Their study, “Network control principles predict neuron function in the Caenorhabditis elegans connectome,” appeared in the journal Nature.

“I am delighted to have the first direct experimental confirmation of the control principles,” the study’s senior author, physics professor Albert-László Barabási said in a news release. “And I’m equally excited that it offered us a way to systematically predict, with exceptional accuracy, the neurons that are involved in specific processes.”

A team of researchers led by Barabási attempted to understand how the human brain controls each of its communication mechanisms.

Taking advantage of the simple neurological system of worms, the team mapped all communications between neurons and muscles, and developed what it called the “connectome.” Based on this model, they predicted which specific cells would regulate each of the worm’s  movements.

Working with researchers at the Medical Research Council (MRC) in Cambridge, England, the team validated its predictions. By killing the individual nerve cells with a laser previously related to each movement, they showed how the worm would lose that specific movement.

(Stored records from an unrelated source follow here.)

PR #41, opened 2024-08-22
Adding configs for retries, retrywait, timeout, and chunksize

mtauraso:
Pretty straightforward addition of these configs with documentation.

### DIFF
--- a/src/fibad/fibad_default_config.toml
+++ b/src/fibad/fibad_default_config.toml
@@ -30,6 +30,16 @@ cutout_dir = "../hscplay/cutouts/"
 offset = 0
 num_sources = 10
 
+# These control the downloader's HTTP requests and retries
+# `retry_wait` How long to wait before retrying a failed HTTP request in seconds. Default 30s
+retry_wait = 30
+# `retries` How many times to retry a failed HTTP request before moving on to the next one. Default 3 times
+retries = 3
+# `timepout` How long should we wait to get a full HTTP response from the server. Default 3600s (1hr)
+timeout = 3600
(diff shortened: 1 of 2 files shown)


src/fibad/fibad_default_config.toml
```diff
@@ -30,6 +30,16 @@ cutout_dir = "../hscplay/cutouts/"
...
 
+# These control the downloader's HTTP requests and retries
+# `retry_wait` How long to wait before retrying a failed HTTP request in seconds. Default 30s
+retry_wait = 30
+# `retries` How many times to retry a failed HTTP request before moving on to the next one. Default 3 times
+retries = 3
+# `timepout` How long should we wait to get a full HTTP response from the server. Default 3600s (1hr)
+timeout = 3600
+# `chunksize` How many sky location rectangles should we request in a single request. Default is 990
+chunksize = 990
```
drewoldag, line 41: I must have missed something, why 990? Is this a magic number?

drewoldag (approved):
Looks fine to me. One small question, not a blocker.

src/fibad/fibad_default_config.toml
mtauraso: 990 is the "magic" number that is the default that `downloadCutout.py` hardcodes.

The HSC docs report that this number can be [as high as 100,000](https://hsc-release.mtk.nao.ac.jp/das_cutout/pdr3/manual.html#limitations-number). 

I haven't experimented much with higher numbers here, I suspect there is some reason that 990 got committed on HSC side, but I have no ida.

drewoldag: Hmm, ok, weird. Thank for clarifying.

PR #76, opened 2024-09-27
Switching to Dataset based modularity

mtauraso:
- data_loader_registry is now data_set_registry
- Everything custom data loader is now data set
- [data_loader] config now read in only one place (when we make the pytorch ignite data loader)
- [data_set] config used to set which data set you are using.
- train and predict verbs work.


drewoldag (approved):
Cool, this looks like it's moving things in the right direction. Thanks!

PR #79, opened 2024-10-01
Updating to latest PPT version

drewoldag:


.copier-answers.yml
```diff
@@ -1,10 +1,23 @@
...
+create_example_module: false
+custom_install: true
+enforce_style:
+- ruff_lint
+- ruff_format
+failure_notification: []
+include_benchmarks: true
+include_docs: true
+include_notebooks: true
+mypy_type_checking: none
```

“Remarkably, the predictions were confirmed, supporting the theory and providing new insight into how individual neurons control body movements,” said William Schafer, a scientist at the MRC lab who led the laser experiments.

This study demonstrates for the first time that it may be possible to pinpoint the mechanisms and individual cells involved in movement control. Translating the worm model into the human brain may change the lives of SMA patients and others with movement disorders.

“We could, in theory, turn something that is uncontrollable into something that is controllable,” said CCNR post-doctoral researcher Emma Towlson, one of the study’s lead authors. “This is the ultimate ambition, but there is a huge leap in the middle. I think the next sensible steps for us are zebrafish, maybe mouse, and then human. The human brain is always the ultimate dream.”